Il Progetto Manhattan prese corpo solo alla fine del 1942. Quegli stessi che ci misero le mani ci credevano poco, tanto è vero che ne scelsero a capo il generale Leslie Grooves, un uomo abile ma che passava per un rompicazzi. Speravano che il fallimento del progetto ne avrebbe attenuata la boria. Peggio che andar di notte con la prima scelta che fece Grooves, quella di mettere a capo del laboratorio che si sarebbe occupato di armi nucleari Robert Oppenheimer, un professore che insegnava all’università di Berkeley. A prima vista era un uomo di pensiero, non di pratica. “Non sarebbe in grado di gestire neppure un chiostro di hamburger”, mugugnò uno scienziato suo rivale. E comunque già il 2 dicembre 1942 un esperimento particolarmente riuscito di Enrico Fermi dimostrava che la strada intrapresa dagli americani era quella giusta. Epperò gli scienziati americani lo sapevano che i tedeschi avevano un gran vantaggio. Uno di loro fece dei calcoli sulla lavagna da cui risultava che al più tardi nel dicembre 1944 i tedeschi avrebbero avuto la bomba (beninteso, sto tralasciando la miriade di personaggi e situazioni laterali che Kean ficca nella sua magistrale narrazione). Era tale il panico degli americani per quanto di micidiale stavano architettando i nazi, che a un certo punto ipotizzarono di farla sporca per primi. Fermi convinse Oppenheimer della possibilità di avvelenare le acque e le scorte di viveri in Germania. “Era un piano orrendo”, scrive Kean. Ne sarebbero morti mezzo milione di tedeschi. Troppo pochi. Lasciarono perdere.

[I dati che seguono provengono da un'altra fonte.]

Issue #998, opened 2026-06-15
[Feature]: Expose datasets and key-value stores as MCP resources


jancurn:
### Problem or motivation

MCP protocol supports resources, but we don't use them at all and delegate everything to MCP tools, which are not optimal for this. For example, MCP resources enable "subscribe" operation where MCP clients can listen to changes to a resource, so the MCP client can keep a localy up-to-date copy of remote files.

Also, having this would help us test resources implementation in mcpc.

### Proposed solution

Implement the MCP `resources/read` and later also `resources/subscribe`  for Apify datasets, key-value store records, and in fact every Apify API GET endpoint, re-using the existing API URLs as resource URIs like:

```
https://api.apify.com/v2/datasets/:datasetId/items?format=xlsx&clean=true
https://api.apify.com/v2/key-value-stores/:storeId/records/:recordKey
...
```

The reason why we should use existing URL rather than some new schema (e.g.  `apify://`) is that Actors and other MCP tools will return these URLs in their responses, so LLMs will not need to translate them. We just need to add information about this behavior to MCP server instructions, like "All Apify API GET requests can be fetched via MCP resources".

This way, we can provide a generic MCP resource support for **any** GET HTTP requests for Apify API. The MCP server will simply inject authentication and return the result from the API.

In version 2, we can also implement `resources/subscribe` generically too, by sending HEAD requests periodically to poll if `Last-Modified` changed and if so, send the subscribed MCP clients a notification. The problem is that Apify API doesn't implement `Last-Modified` all that much - we'll solve it elsewhere. To handle this gracefully, the MCP server can check if `Last-Modified` is available - if yes, the do the polling, if not, then just return an error that this resource cannot be subscribed to. 

Notes:

* API endpoints can return arbitrary content, so `resources/read` should preserve the record MIME type/content encoding.
* These resources can be returned from tools as `resource_link`s even if they are not all listed via `resources/list`. It's perfectly okay if `resources/list` returns nothing, but `resources/read` works like this.
* Once we have this, we can use the resource URIs also as part of tool responses, for clients that support it.

This is also cool for marketing.

jancurn:
For the record, some API GET requests on Apify API now set correctly Last-Modified, which can be used for resource subscriptions. We can make it generic - if GET endpoint returns Last-Modified, we enable subscription, and periodically send HEAD requests. If there's no Last-Modified, return an error.

jirispilka:
[...]

PR #1003, opened 2026-06-17
feat: Storage as resources

RobertCrupa:
Closes the first part of #998 — expose Apify storage (and any Apify API GET endpoint) via MCP `resources/read`.

## What this does

- Implements `resources/read` as a generic proxy over any Apify API GET URL, identified by its real `api.apify.com` URL — no custom scheme, so URLs that Actors and tools return can be read back verbatim.
- The apify-client injects the session token; reads are gated to the configured API origin (`isApifyApiUri`), so the token is never sent to another host.
- Bodies are returned by parsed type: JSON as text, text verbatim (preserving `Content-Type`), binaries as a base64 blob. Binaries over the inline limit (256 KB) link out as a `text/plain` message — for a key-value-store record this is the signed `recordPublicUrl`, fetchable without a token.
- Missing resources, bad tokens, and 5xx soft-fail as `text` rather than throwing.
- `resources/list` and `resources/templates/list` stay minimal (widgets / usage-guide only). Discovery is the prose in the server instructions, which document the URL shapes and that large datasets should be paged with `limit`/`offset`.

## Scope

`resources/read` only — this is the first part of #998. `resources/subscribe` is the deferred v2 item.

## Notes

- **Security / redirects:** reads are gated to the configured Apify API origin and reuse the shared `httpClient`, so they inherit the same redirect behavior as the existing storage tools (`get-dataset-items`, `get-key-value-store-record`) — no new surface. Follow-up: confirm the client strips `Authorization` on cross-origin redirects.
- **Tool integration deferred:** tools don't yet emit `api.apify.com` resource URIs in their responses; the "tool responses often include such URLs" line in the server instructions is forward-looking. Wiring tools to emit resource URIs is a follow-up (the "once we have this, we can…" item in #998).

## Testing

- Unit: `tests/unit/resources.api.test.ts`, `tests/unit/resources.service.test.ts`.
- Integration: `resources/read` for dataset items and a key-value-store record in `tests/integration/suite.ts`.

### End to end tests

Claude Code is able to use the resource interface so here are his results
image

## Related

- #1023 splits out an independent fix (preserve an empty key-value-store record value), kept out of this PR.


RobertCrupa:
Currently, large binaries are inlined in the resource interface. @jirispilka, we will need to decide whether to mirror the same approach with the tools, serving the URI when binaries are > 256Kb.

I am in favor of letting the LLM process the data from a resource link using a script, rather than dumping it into the context.

src/utils/server-instructions/index.ts
```diff
@@ -44,6 +44,11 @@ These tools are called **Actors**. They enable you to extract structured data fr
 ## Storage types
 - **Dataset:** Structured, append-only storage ideal for tabular or list data (e.g., scraped items).
 - **Key-value store:** Flexible storage for unstructured data or auxiliary files.
+
+## Apify API resources
+- Any Apify API GET endpoint can be read as an MCP resource. Pass the full \`https://api.apify.com/v2/...\` URL to resources/read; the server injects authentication and returns the response body.
```
jancurn:
```suggestion
- Any Apify API GET endpoint can be read as an MCP resource. Pass the full \`https://api.apify.com/v2/...\` URL to `resources/read`; the server injects authentication and returns the response body.
```

src/resources/api_resources.ts
```diff
@@ -0,0 +1,209 @@
...
+        for (const dataset of datasets.items) {
+            resources.push({
+                uri: `${base}/v2/datasets/${dataset.id}/items?limit=${DEFAULT_DATASET_ITEMS_LIMIT}`,
+                name: dataset.name ?? dataset.id,
+                description: `Dataset with ${dataset.itemCount} item(s).`,
+                mimeType: JSON_MIME_TYPE,
+            });
+        }
+    } catch {
+        // Ignore: best-effort listing.
```
jancurn: Perhaps at least log the error?

src/utils/server-instructions/index.ts
RobertCrupa: Done [3aa7d69](https://github.com/apify/apify-mcp-server/pull/1003/commits/3aa7d695f7cdc5b9d4738848a490d952b508287a)

src/resources/api_resources.ts
RobertCrupa: Done [35282cd](https://github.com/apify/apify-mcp-server/pull/1003/commits/35282cd179f0f2685d1de5de0a7b9e8dd0595920)

src/mcp/server.ts
```diff
@@ -633,19 +633,39 @@ export class ActorsMcpServer {
...
             paymentProvider: this.options.paymentProvider,
             getMode: () => this.serverMode,
             getAvailableWidgets: () => this.availableWidgets,
         });
 
+        // Resolve the token like the CallTool handler and build a client when one is present.
+        // Only resources/read is token-scoped (the API proxy needs auth); without a token reads soft-fail.
+        const resolveApifyClient = (params: ApifyRequestParams): ApifyClient | undefined => {
+            const token = this.resolveApifyToken(params._meta);
+            return token ? new ApifyClient({ token }) : undefined;
```
RobertCrupa: **[High] `resources/read` is unusable in payment (x402/Skyfire) mode.** `resolveApifyClient` only ever builds `new ApifyClient({ token })`. In payment mode there is no token (`dev_server.ts` sets `apifyToken: undefined` when a provider is present), so `resolveApifyToken` returns `undefined` → this returns `undefined` → `readApiResource` short-circuits to `"Cannot read …: no Apify token in this session."` for **every** Apify-API URL.

It also never forwards the `paymentHeaders` that the CallTool path attaches via `prepareToolCallContext` (`src/payments/helpers.ts:63-67` → `new ApifyClient({ paymentHeaders })`), so even billing-by-headers can't work here. The feature the server-instructions advertise is dead in the exact mode those instructions target. Either build the client the same way CallTool does (provider/payment headers + request headers) or scope/document that resources are token-only.

src/mcp/server.ts
```diff
@@ -633,19 +633,39 @@ export class ActorsMcpServer {
...
         const resourceService = createResourceService({
             paymentProvider: this.options.paymentProvider,
             getMode: () => this.serverMode,
             getAvailableWidgets: () => this.availableWidgets,
         });
 
+        // Resolve the token like the CallTool handler and build a client when one is present.
+        // Only resources/read is token-scoped (the API proxy needs auth); without a token reads soft-fail.
+        const resolveApifyClient = (params: ApifyRequestParams): ApifyClient | undefined => {
+            const token = this.resolveApifyToken(params._meta);
```
RobertCrupa: **[Medium — cross-repo] Hosted `_meta.apifyToken` may not be populated for `resources/read`.** Nothing in this repo writes `_meta.apifyToken` — both transports inject only `mcpSessionId` and pass the token via `options.token`. Per `CLAUDE.md`, per-request token injection lives in `apify-mcp-server-internal`. Until this PR only `tools/call` needed a token, so if the hosted transport injects `_meta.apifyToken` only on the CallTool path, hosted `resources/read` will fall back to `options.token` (often undefined) and soft-fail for authenticated users. Please confirm the internal transport injects the token for `ReadResource` requests too before relying on this in production.

src/resources/api_resources.ts
```diff
@@ -0,0 +1,140 @@
...
+        return {
+            contents: [
+                { uri, ...(mimeType && { mimeType }), blob: data.toString('base64') } satisfies BlobResourceContents,
+            ],
+        };
+    }
+
+    // JSON (already parsed to an object/array) or text/xml (a string). A string is emitted verbatim
+    // with its declared Content-Type; anything else is lossless-serialized as JSON.
+    const text = typeof data === 'string' ? data : JSON.stringify(data);
```
RobertCrupa: **[Medium] JSON primitive bodies lose fidelity.** Because the code branches on the parsed JS type rather than the MIME type, two cases corrupt:

- A body that is literal JSON `null` is parsed by apify-client to JS `null`, hits the `data === null` branch above, and is emitted as **empty text** — the `null` value is silently dropped and looks like an absent record.
- A body that is a bare JSON string (e.g. `"hello"`) is parsed to the JS string `hello`; `typeof data === 'string'` is true, so it's emitted verbatim as `hello` with `mimeType: application/json` — **invalid JSON** (quotes lost), and indistinguishable from a `text/plain` body.

Consider re-serializing with `JSON.stringify` when the declared Content-Type is JSON, so primitives round-trip.

src/resources/api_resources.ts
```diff
@@ -0,0 +1,140 @@
...
+ * `mimeType` to preserve a body's declared Content-Type (e.g. an empty record).
+ */
+function buildTextResult(uri: string, text: string, mimeType: string = TEXT_MIME_TYPE): ReadResourceResult {
+    return { contents: [{ uri, mimeType, text } satisfies TextResourceContents] };
+}
+
+/**
+ * Read any Apify API GET endpoint as an MCP resource.
+ *
+ * A thin proxy: the apify-client injects the session token (and MCP-origin / payment headers),
```
RobertCrupa: **[Medium — doc/code mismatch] This proxy does not inject payment headers.** The client it receives is built by `resolveApifyClient` as `new ApifyClient({ token })` — only the token and the always-on `X-Apify-Request-Origin: MCP` header are attached. Payment headers exist only on the `{ paymentHeaders }` client built in `src/payments/helpers.ts`, which this path never uses. The same claim appears in `src/resources/AGENTS.md`. Please correct both.

```suggestion
 * A thin proxy: the apify-client injects the session token (and the MCP-origin header),
```

src/resources/api_resources.ts
```diff
@@ -0,0 +1,140 @@
...
+        // limit link out instead: an explanatory text block with the URL, size, and type (resources/read
+        // has no resource_link content type), matching the soft-fail contract. For a key-value-store record
+        // the link is the signed public URL, fetchable without a token; other endpoints fall back to the
+        // (token-gated) API URL.
+        if (data.length > KV_RECORD_MAX_INLINE_BYTES) {
+            const downloadUrl = await getRecordDownloadUrl(uri, apifyClient);
+            return buildTextResult(
+                uri,
+                `Content (${mimeType ?? 'binary'}, ${data.length} bytes) is too large to inline. ` +
+                    `Fetch it directly from: ${downloadUrl}`,
```
RobertCrupa: **[Medium] The "Fetch it directly from" link is often not directly fetchable.** `getRecordPublicUrl` returns a **signed** URL only when the store has a `urlSigningSecretKey`; otherwise it returns an unsigned URL that still needs the `Authorization` token. And for any non-KV endpoint, `getRecordDownloadUrl` returns the original **token-gated API URL**. In both cases the message tells the model/user to fetch it directly with no auth, which yields a 401. Either signal that the link may require a token, or only present the "no token needed" wording when a signature is actually present.

src/resources/api_resources.ts
```diff
@@ -0,0 +1,140 @@
...
+    const contentType = typeof contentTypeHeader === 'string' ? contentTypeHeader : undefined;
+    const { data } = response;
+
+    // An empty body (e.g. an Actor that wrote an empty OUTPUT) is legitimate; emit empty text,
+    // preserving the record's declared Content-Type when present.
+    if (data === undefined || data === null) {
+        return buildTextResult(uri, '', contentType);
+    }
+
+    if (Buffer.isBuffer(data)) {
```
RobertCrupa: **[Medium — reuse] This binary branch duplicates `get_key_value_store_record.ts:86-139`.** The MIME-strip (`contentType?.split(';')[0].trim().toLowerCase()`), the `> KV_RECORD_MAX_INLINE_BYTES` link-out via `getRecordPublicUrl`, the base64 inline, and the `...(mimeType && { mimeType })` spread are all re-implemented here. Any change to the inline threshold, MIME normalization, or link-out policy now has to be made in two places and will drift. Extract a shared helper (e.g. in `storage_helpers.ts`) that takes `(contentType, buffer, uri)` and returns either an inline blob descriptor or a link-out, and call it from both.

src/resources/api_resources.ts
```diff
@@ -0,0 +1,140 @@
...
+        const mimeType = contentType?.split(';')[0].trim().toLowerCase();
+        // Inlining a large binary as base64 would blow up the client's context, so above the inline
+        // limit link out instead: an explanatory text block with the URL, size, and type (resources/read
+        // has no resource_link content type), matching the soft-fail contract. For a key-value-store record
+        // the link is the signed public URL, fetchable without a token; other endpoints fall back to the
+        // (token-gated) API URL.
+        if (data.length > KV_RECORD_MAX_INLINE_BYTES) {
```
RobertCrupa: **[Medium] The 256 KB inline cap only guards `Buffer` bodies; text/JSON is uncapped.** A large `datasets/{id}/items` read with no `limit` parses to a JS array and falls through to the text branch, which inlines the entire body — exactly the context blow-up the cap exists to prevent. The server-instructions say "page with limit/offset", but nothing enforces it and the asymmetry with the Buffer path is surprising. Consider applying a size guard to serialized text/JSON too (link-out or truncate-with-notice).

src/resources/api_resources.ts
```diff
@@ -0,0 +1,140 @@
...
+    const { data } = response;
+
+    // An empty body (e.g. an Actor that wrote an empty OUTPUT) is legitimate; emit empty text,
+    // preserving the record's declared Content-Type when present.
+    if (data === undefined || data === null) {
+        return buildTextResult(uri, '', contentType);
+    }
+
+    if (Buffer.isBuffer(data)) {
+        const mimeType = contentType?.split(';')[0].trim().toLowerCase();
```
RobertCrupa: **[Low] Two different normalizations of the same `Content-Type` within one function.** The blob branch strips parameters and lowercases (`contentType?.split(';')[0].trim().toLowerCase()`), but the text/JSON branch below emits the raw header verbatim (charset retained — the unit test asserts `text/plain; charset=utf-8`). Same response header, two output rules, no comment explaining why. Pick one (or document the divergence).

src/resources/api_resources.ts
```diff
@@ -0,0 +1,140 @@
...
+export function isApifyApiUri(uri: string): boolean {
+    try {
+        return new URL(uri).origin === new URL(getApifyAPIBaseUrl()).origin;
+    } catch {
+        return false;
+    }
+}
+
+/** Matches an Apify key-value-store record path, capturing the store id and the record key. */
+const KV_RECORD_PATH_RE = /^\/v2\/key-value-stores\/([^/]+)\/records\/(.+)$/;
```
RobertCrupa: **[Low] Greedy `(.+)$` and `decodeURIComponent` degrade the download link.** The record-key group captures any trailing query string (`…/records/INPUT?disableRedirect=true` → key `INPUT?disableRedirect=true`) and keys containing a literal `%` throw in `decodeURIComponent` — both end up in the `catch` and silently fall back to the token-gated API URL. `getRecordDownloadUrl` also parses `pathname` only, so any query on the original record URI is dropped from the minted URL. Minor (degraded link, not a crash), but worth tightening if record keys with `%`/queries are expected.

src/resources/api_resources.ts
```diff
@@ -0,0 +1,140 @@
...
+
+/**
+ * Download URL for a binary too large to inline. For a key-value-store record URI, returns the
+ * store's signed `recordPublicUrl` — fetchable without an API token when the client can read the
+ * store's URL signing key. Falls back to the original API URL for any other endpoint, or if minting
+ * the signed URL fails (fetching that link then needs a token).
+ */
+async function getRecordDownloadUrl(uri: string, apifyClient: ApifyClient): Promise<string> {
```
RobertCrupa: **[Low — naming] `getRecordDownloadUrl` performs a network call, so the `get` prefix violates the verb rule.** `getRecordPublicUrl` awaits `store.get()` (an HTTP round-trip to fetch store metadata for signing). `CONTRIBUTING.md:91-92`: "`get` — synchronous or cheap lookup from local state…; `fetch` — async retrieval from an external API or network call." Rename to `fetchRecordDownloadUrl`.

src/utils/server-instructions/index.ts
```diff
@@ -44,6 +44,12 @@ These tools are called **Actors**. They enable you to extract structured data fr
 ## Storage types
 - **Dataset:** Structured, append-only storage ideal for tabular or list data (e.g., scraped items).
 - **Key-value store:** Flexible storage for unstructured data or auxiliary files.
+
+## Apify API resources
+- Any Apify API GET endpoint can be read as an MCP resource. Pass the full \`https://api.apify.com/v2/...\` URL to \`resources/read\`; the server injects authentication and returns the response body.
```
RobertCrupa: **[Low — scope] This advertises *any* Apify API GET endpoint, and the gate is origin-only.** `isApifyApiUri` checks only the URL origin, so `/v2/users/me`, `/v2/schedules`, `/v2/webhooks`, billing, etc. are all readable as resources — much broader than "storage as resources". It's not a privilege escalation (the session token already authorizes those endpoints), but it surfaces account-wide data the feature didn't set out to expose. Consider a path allowlist, or confirm the broad surface is intended.

src/mcp/server.ts
RobertCrupa: We should open another issue for this and just leave it documented for now.

@jirispilka do you agree?

src/resources/api_resources.ts
RobertCrupa: Agreed

src/utils/server-instructions/index.ts
RobertCrupa: I think we can leave it as it for now

src/resources/api_resources.ts
RobertCrupa: This is in line with the tool endpoint so we will keep it this way for now

src/resources/api_resources.ts
RobertCrupa: Done [302c521](https://github.com/apify/apify-mcp-server/pull/1003/commits/302c521e1a74df7dbddba6dd2b8f5d20bdae3923)

src/resources/api_resources.ts
RobertCrupa: Done [0ac6550](https://github.com/apify/apify-mcp-server/pull/1003/commits/0ac6550c7cfb3cfe745af653ac447761f65925d8)

src/resources/api_resources.ts
RobertCrupa: Done [41ad83f](https://github.com/apify/apify-mcp-server/pull/1003/commits/41ad83f40ec00b2de6a280b9d7a012a54364638e)

src/resources/api_resources.ts
RobertCrupa: Done [d88a3fe](https://github.com/apify/apify-mcp-server/pull/1003/commits/d88a3feb7ff1ab7a66dec3ca1f8f1637b8ed0896)

src/resources/api_resources.ts
RobertCrupa: Done [af45dfd](https://github.com/apify/apify-mcp-server/pull/1003/commits/af45dfd650103835e843ce8abba115ef086909de)

src/resources/api_resources.ts
RobertCrupa: Not an issue - explained here [af45dfd](https://github.com/apify/apify-mcp-server/pull/1003/commits/af45dfd650103835e843ce8abba115ef086909de)

src/utils/server-instructions/index.ts
```diff
@@ -44,6 +44,12 @@ These tools are called **Actors**. They enable you to extract structured data fr
 ## Storage types
 - **Dataset:** Structured, append-only storage ideal for tabular or list data (e.g., scraped items).
 - **Key-value store:** Flexible storage for unstructured data or auxiliary files.
+
+## Apify API resources
+- Any Apify API GET endpoint can be read as an MCP resource. Pass the full \`https://api.apify.com/v2/...\` URL to \`resources/read\`; the server injects the session's Apify token and returns the response body. Reads require an Apify token — a session without one (e.g. payment-only x402/Skyfire) soft-fails with an explanatory message.
+- Actor and tool responses often include such URLs (e.g. dataset items, key-value store records) — read them directly via \`resources/read\`, no rewriting needed.
```
MQ37: > Actor and tool responses often include such URLs

I think this is not true right now as we are returning their IDs but not the readable URLs directly.

src/resources/api_resources.ts
```diff
@@ -0,0 +1,163 @@
...
+            ],
+        };
+    }
+
+    // A JSON body must be re-serialized so primitives round-trip as valid JSON: a bare JSON string
+    // `"hi"` parses to the JS string `hi`, and emitting it verbatim would drop the quotes; JSON `null`
+    // must stay `null`, not collapse to empty text. Branch on the declared Content-Type, not the parsed
+    // JS type, so the type alone can't misclassify a string body.
+    if (isJsonContentType(contentType)) {
+        return buildTextResult(uri, JSON.stringify(data), contentType ?? JSON_MIME_TYPE);
```
MQ37:
```suggestion
        return buildTextResult(uri, JSON.stringify(data), contentType);
```

I think we don't need the `?? JSON_MIME_TYPE`

src/resources/api_resources.ts
```diff
@@ -0,0 +1,163 @@
...
+            uri,
+            `Cannot read ${uri}: only Apify API URLs (${getApifyAPIBaseUrl()}) are readable as resources.`,
+        );
+    }
+
+    let response: { data: unknown; headers: Record<string, unknown> };
+    try {
+        // Default responseType is `arraybuffer`, which lets the client's parse interceptor decode
+        // the body by Content-Type. Do NOT set `forceBuffer` — that would keep everything as raw bytes.
+        response = await apifyClient.httpClient.call({ url: uri, method: 'GET', responseType: 'arraybuffer' });
```
MQ37: change: I think we should bound this to prevent reading possibly hundreds of MBs and thus possibly crashing the node instance. It can read the whole dataset that can be large, we could technically use `?limit` but it would be quite hacky and I think limiting what we pull is much safer.

src/tools/storage/storage_helpers.ts
```diff
@@ -164,3 +164,27 @@ const NORMALIZE_RECORD_KEY_REGEX = new RegExp(`^[${QUOTE_WRAPPER_CHARS}]+|[${QUO
...
+    | { kind: 'inline'; mimeType?: string; base64: string }
+    | { kind: 'linkOut'; mimeType?: string; bytes: number };
+
+/**
+ * Classify a binary record value for transport. Shared by the get-key-value-store-record tool and the
+ * API-resource proxy so the MIME normalization, inline threshold, and base64 encoding stay in one place.
+ * It does NOT mint the link-out URL — the two callers build different URLs (a signed record URL vs the
+ * API URL) via async calls — so the caller handles `linkOut` by minting its own URL.
+ */
+export function classifyBinaryRecord(contentType: string | undefined, value: Buffer): BinaryRecordDisposition {
```
MQ37: nit: I would rename it to something like `classifyBinaryRecordWeight` or `classifyBinaryRecordSize` so it is clear that it classifies based on the size of we should inline or not.

MQ37 (changes requested):
Just one major issue with not limiting what we are pulling in the `readApiResource`. Otherwise cool 😎 

But I think we should integrate it more into the MCP server, as we are not returning the resource links and not hinting the agent properly in the tool results. If we are introducing this feature I think we should return proper resource URLs in the tool results that return some kind of storage like the `call-actor` tool for example. So I would add also proper resource URL to the IDs and Console URLs that we are already returning.

src/resources/api_resources.ts
RobertCrupa: Agreed, I will have a look at what other options we have. We could possibly mirror the same approach I took to the KV records. So we have more consistency.

jirispilka (commented):
Thanks Robert.

I did a quick pass but I'll need a bit more time to look into that properly!

jancurn:
Just FYI, we'll update the Apify API to set `Last-Modified` only to Get dataset items and Get key-value store record API endpoints. The remaining will not use `Last-Modified` at all, so the subscribe/unsubscribe logic will not work for them, but it's okay imo

src/resources/api_resources.ts
RobertCrupa: Done, we now have a 5 MB limit [6e6d2c4](https://github.com/apify/apify-mcp-server/pull/1003/commits/6e6d2c493e392aee858b0b370821e6e05dbe1663)

src/tools/storage/storage_helpers.ts
RobertCrupa: Done: [35b4767](https://github.com/apify/apify-mcp-server/pull/1003/commits/35b47674eca4423659008de5ceb74543bfb90ce2)

src/resources/api_resources.ts
RobertCrupa: Done

src/utils/server-instructions/index.ts
RobertCrupa: It now reads:

Actor and tool results return storage IDs, not resource URLs — build the URL from the ID (e.g. a \`datasetId\` becomes \`https://api.apify.com/v2/datasets/{datasetId}/items\`) and read it via \`resources/read\`.

src/mcp/server.ts
MQ37: Confirmed — checked apify-mcp-server-internal directly (master @ 2314ed9):

- `enrichRequestBody()` in [`src/server/shared.ts#L224-L262`](https://github.com/apify/apify-mcp-server-internal/blob/2314ed9a4d7188bf13122cfc525bc1099e8366cf/src/server/shared.ts#L224-L262) injects `meta.mcpSessionId` for every request, but `meta.apifyToken` only inside `if (body.method === 'tools/call')` (L254-260). `resources/read` falls outside that branch, so `_meta.apifyToken` is never set for it.
- Both `ActorsMcpServer` construction sites in [`src/server/streamable.ts#L538`](https://github.com/apify/apify-mcp-server-internal/blob/2314ed9a4d7188bf13122cfc525bc1099e8366cf/src/server/streamable.ts#L538) (session-restore path) and [`#L637`](https://github.com/apify/apify-mcp-server-internal/blob/2314ed9a4d7188bf13122cfc525bc1099e8366cf/src/server/streamable.ts#L637) (fresh-session path) never pass a `token` option, so `options.token` is always `undefined` on the hosted server.

Net: with internal in its current state, hosted `resources/read` gets no token from either source and always soft-fails with "no Apify token in this session" — this is needed, not speculative. `enrichRequestBody` needs to inject `apifyToken` for `resources/read` too (or drop the method check and inject unconditionally, matching `mcpSessionId`).

MQ37: Fix opened: apify/apify-mcp-server-internal#652 — extends `enrichRequestBody` to inject `_meta.apifyToken` for `resources/read` too (was `tools/call`-only), with a unit test file for `enrichRequestBody` that didn't exist before.

MQ37 (approved):
Tested end-to-end against real Apify datasets/KVS records on the branch (local dev server + mcpc, see thread above) — dataset items, JSON/text/binary KV records, oversized link-out, 404, bad-origin, no-token all behave as designed. Approving.

Two non-blocking follow-ups from an agentic-UX pass, worth a fast-follow rather than blocking this PR:

**1. `resources/read` failures (404, no-token, bad-origin) are soft-failed as normal `contents` text, never a protocol-level JSON-RPC error.** The negotiated 2025-11-25 spec currently says servers **SHOULD** return `-32002`/`-32603` for these — a recommendation, not a hard violation today. But [SEP-2164](https://modelcontextprotocol.io/seps/2164-resource-not-found-error) (Status: Final) tightens this to **MUST** return `-32602` and **MUST NOT** return success-shaped content for a non-existent resource, once it lands in the next spec revision. Worth deciding deliberately now (and noting it in `src/resources/AGENTS.md`) rather than drifting further from where the spec is headed — a host that doesn't forward resource `contents` to the model (spec's own intended architecture: resource errors are host-caller-side, not model-visible) gets nothing at all from these soft-fails today.

**2. Unify the error text shape, and reuse `getToolCallErrorUserText`.** Catalogued the soft-fail messages in `readApiResource` — 7 distinct shapes, 4 different opening phrases (`Cannot read` / `Failed to read` / `Response body` / `Content (...)`), no shared prefix. The non-2xx branch also collapses 401/403/404/429/500 into one generic `Failed to read {uri}: HTTP {status}: {message}`, while the sibling `tools/call` path (`getToolCallErrorUserText`) already differentiates 401 ("check APIFY_TOKEN") and 403 ("may be private or token lacks access") for the exact same failure class. Since the model's only lever is the text in the response, reusing that helper here (and picking one prefix convention across all seven soft-fail sites) would make resources/read's failures as actionable as tools/call's already are.

jirispilka (commented):
I was discussing this issue with Fable and prompted it badly.
So instead of discussion, Fable went ahead and implemented it.
Here are two new PRs that are fixing the issues found #1094 and #1096

jirispilka (approved):
@RobertCrupa I think it should be fine now.

One more polish and we are good to go :) 

https://github.com/apify/apify-mcp-server/pull/1097

Once merged, please give it one round of testing 🙏🏻 

Pre-approving

RobertCrupa:
Last test before merge done https://claude.ai/code/artifact/c7b666f2-9c22-43ec-83ba-37f7c80054d0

Appena gli americani entrarono a Roma (nel giugno 1944) la prima cosa che fecero fu di precipitarsi dal quarantaseienne Edoardo Amaldi, il grande fisico che aveva collaborato con Fermi a via Panisperna e che era amico personale di Heisenberg, a chiedergli se il tedesco gli avesse rivelato qualcosa sul loro essere vicini alla bomba atomica. No, era dal 1942 che Amaldi non aveva più notizie di Heisenberg. Così pure, man mano che gli alleati rioccuparono Belgio e Olanda riuscirono a recuperare le gran quantità di uranio che i nazi non avevano usato, un buonissimo segno.

Progettarono anche di rapire se non addirittura uccidere Heisenberg quando andò a fare una conferenza nella neutrale Zurigo, ma poi non se ne fece niente. Nel marzo 1945 Heisenberg era riuscito a ultimare la costruzione del suo formidabile reattore nucleare nella “cantina atomica” dove lavorava da mesi. Troppo tardi. I carri armati americani e quelli russi erano alle porte di Berlino. Il 2 maggio gli americani catturarono Heisenberg. Per fortuna sua e del suo cognome non c’era arrivato a donare ai nazi il fungo atomico.